Assisted Reproductive Therapy (ART) has caused an increase in multiple pregnancies. Especially in Ovulation Induction and Intra Uterine Insemination, this situation is encountered frequently. In order to prevent the risk of severe premature birth and handicaps as well as risks for the mother, embryo reduction is sometimes performed: The number of embryos in the uterus are reduced and the remaining pregnancy has more chance of normal development and delivery. Of course this is not an easy decision for both patient and doctor. With careful guidance of the patient during treatment and good counseling when the patient is at risk for a large multiple pregnancy, many triplets or higher pregnancies are already avoided.
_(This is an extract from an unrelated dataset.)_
Issue #1278, opened 2026-08-04
Attest the evaluated bundle, resolved policy, and deployed sandbox as one promotion record


TheConnMan:
## Problem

One complete IVF or ICSI cycle takes approximately six to eight weeks. First, the normal menstruation cycle of the woman is down regulated by injection or nasal application of specific hormones each day. This part of the cycle can vary from a few days to several weeks. When the ovaries have become inactive, as shown on ultrasound control and laboratory findings, the stimulation of the ovaries start by intramuscular or subcutaneous injections of hormones. The mean stimulation period is 12 days, depending on the reaction of the ovaries. The ovum pick up takes place within two days after stopping the stimulation. Now the IVF or ICSI follows in the laboratory. When fertilization occurs, embryos are transferred into the uterus after two to four days and drugs supporting the uterus are given. After approximately 15 days a pregnancy test will show whether the IVF treatment has been successful or not.